Fifty patients diagnosed with unresectable PDAC between January 2003 and January 2007 were also included. Twenty-one (42%) male and 29 (58%) female had a median age of 68.4 years (range 43.9–80.9 years). Twenty-six were unresectable based on locally advanced disease or vascular involvement and therefore tissue was obtained from the pancreatic primary tumour. Another 24 had metastatic disease and of these, 14 provided tissue from liver metastases, 8 from peritoneal disease and 2 from distant lymph nodes.

Immunohistochemistry

Following histological assessment, formalin-fixed tissues were stained using the EnVision+ system-HRP (DAB) kit (DAKO) and serial sections compared for the different antigens which were retrieved by microwaving in Tris EDTA buffer. Conditions were optimised for each antibody (Table 2). Antibodies were from Santa Cruz (Notch1 (C-20) sc-6014; Notch3 (M-134) sc-5593; Notch4 (H-225) sc-5594; HES-1 (H-140) sc25392); or Abcam (HEY-1 (ab22614). Positive tissue controls were included for each antibody (Table 2), along with appropriate negative controls. Specificity of the antibodies was checked by siRNA knockdown and western blots in the case of Notch 1–4 and by western blots for HES and HEY. Slides were counterstained with haematoxylin. Staining was assessed in tumour tissue and ductal epithelium of uninvolved surrounding pancreas. Cytoplasmic staining was assessed semiquantitatively, scoring in 10% increments according to the percentage of tumour cells/ductal epithelial cells stained. Nuclear staining was considered positive if ≥10% of tumour/ductal epithelial cell nuclei stained positive. Surrounding fibrous and inflammatory tissue was not scored. Slides were graded independently by two observers blinded to the clinical data. In cases with >10% discrepancy, slides were re-assessed by both observers simultaneously and a final score agreed.

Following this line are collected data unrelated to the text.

PR #88, opened 2023-03-16
fix: fixed unmarshal yaml bug

capri-xiyue:
fixed unmarshal yaml bug. Previously it can't handle map

### DIFF
--- a/protoutil/conversion.go
+++ b/protoutil/conversion.go
@@ -39,8 +39,8 @@ func ToProtoStruct(v any) (*structpb.Struct, error) {
 	return x, nil
 }
 
-// UnmarshalYAML unmarshals the give YAML bytes to the given proto message.
-func UnmarshalYAML(b []byte, msg proto.Message) error {
+// FromYAML converts YAML to Proto.
+func FromYAML(b []byte, msg proto.Message) error {
 	tmp := map[string]any{}
 	if err := yaml.Unmarshal(b, tmp); err != nil {
 		return fmt.Errorf("failed to unmarshal yaml: %w", err)
--- a/protoutil/conversion.go
+++ b/protoutil/conversion.go
@@ -22,7 +22,8 @@ import (
 	"google.golang.org/protobuf/encoding/protojson"
 	"google.golang.org/protobuf/proto"
 	"google.golang.org/protobuf/types/known/structpb"
-	"gopkg.in/yaml.v2"
+
+	ghodssyaml "github.com/ghodss/yaml"
 )
 
 // ToProtoStruct converts v, which must marshal into a JSON object, into a proto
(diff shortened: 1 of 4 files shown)


protoutil/conversion.go
```diff
@@ -39,18 +40,13 @@ func ToProtoStruct(v any) (*structpb.Struct, error) {
...
 
-// UnmarshalYAML unmarshals the give YAML bytes to the given proto message.
-func UnmarshalYAML(b []byte, msg proto.Message) error {
-	tmp := map[string]any{}
-	if err := yaml.Unmarshal(b, tmp); err != nil {
-		return fmt.Errorf("failed to unmarshal yaml: %w", err)
-	}
-	jb, err := json.Marshal(tmp)
+// YAMLToProto converts YAML to Proto.
+func YAMLToProto(y []byte, m proto.Message) error {
```
capri-xiyue, line 44: I feel renaming makes the functionality more clear. I can search the existing usage of "UnmarshalYAML" and change it to "YAMLToProto". Let me know if there is any concerns.

sqin2019 (approved):

protoutil/conversion.go
```diff
@@ -22,7 +22,8 @@ import (
 	"google.golang.org/protobuf/encoding/protojson"
 	"google.golang.org/protobuf/proto"
 	"google.golang.org/protobuf/types/known/structpb"
-	"gopkg.in/yaml.v2"
+
+	ghodssyaml "github.com/ghodss/yaml"
```
sethvargo, line 26: Is there a reason we're switching packages? `gopkg.in/yaml` is the most popular one. I'm not really supportive of bringing in a bespoke YAML library.

protoutil/conversion.go
pdewilde: I think it makes sense. UnmarshalYAML makes me think its more general purpose.

protoutil/conversion.go
pdewilde: Seems like its sitting on top of gopkg.in/yaml and is good if you need to support both yaml and json, see https://web.archive.org/web/20150812020634/http://ghodss.com/2014/the-right-way-to-handle-yaml-in-golang/

capri-xiyue: gopkgin.yaml doesn't work here, it can't handle maps.  gopkgin.yaml is also used by k8s sig https://pkg.go.dev/sigs.k8s.io/yaml#section-readme

protoutil/conversion.go
sethvargo, line 44: This is now `protoutil.YAMLToProto`. I wonder if `protoutil.FromYAML` might be easier?

protoutil/conversion.go
yolocs: Yes, `gopkg.in/yaml` unmarshals yaml nests into `map[interface{}]interface{}` rather than `map[string]interface{}`, which in turn causes problem with json marshaling.

yolocs: For the record, I've used `github.com/ghodss/yaml` before and know it's being used in some other well-known OSS projects. I think it's easier to use than `gopkg.in/yaml`

protoutil/conversion.go
yolocs: The package name is `protoutil`. `protoutil.UnmarshalYAML` seems clear enough?

protoutil/conversion.go
sethvargo: I'm not sure I understand. It works fine with the gopkg.in/yaml.v3: https://gist.github.com/sethvargo/b11a0e22886edcc3c61e95a5a375f588

sethvargo (changes requested):

protoutil/conversion.go
yolocs: Yea, pretty nit but in general I'd like to avoid duplicated info that already presents in the package name.

protoutil/conversion.go
yolocs: I was about to ask - have we tried v3 yet?

capri-xiyue: done

protoutil/conversion.go
capri-xiyue: done

capri-xiyue: As Seth suggested, I changed it to 'FromYAML', is that ok?

sethvargo (approved):

yolocs (approved):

Mass spectrometric analysis of Notch3 peptide

Plasma samples from healthy control and colorectal carcinoma patients were obtained from University Hospitals Leicester clinical trial (UHL number 10598). Samples from additional consented age-matched volunteers and PDAC patients were collected with permission from the local Research Ethics Committee.

Solid Phase Extraction.

Oasis® HLB columns (Waters, 30 mg, 1cc) were mounted on a vacuum manifold maintained at a pressure of approximately 20kPa. Samples were mixed with an equal volume of 4% phosphoric acid, and left on ice for 1 h. Columns were conditioned with 1 ml of HPLC grade methanol, and washed with 1 ml of ultrapure water, before application of samples. After further washing, samples were eluted using 1ml of 40% acetonitrile in 0.1% trifluoroacetic acid (TFA). Eluates were reduced by evaporation for 40 min, freeze-dried and stored at −80°C. Stored samples were reconstituted in 100 µl 50 mM ammonium bicarbonate, pH 7.4, prior to analysis.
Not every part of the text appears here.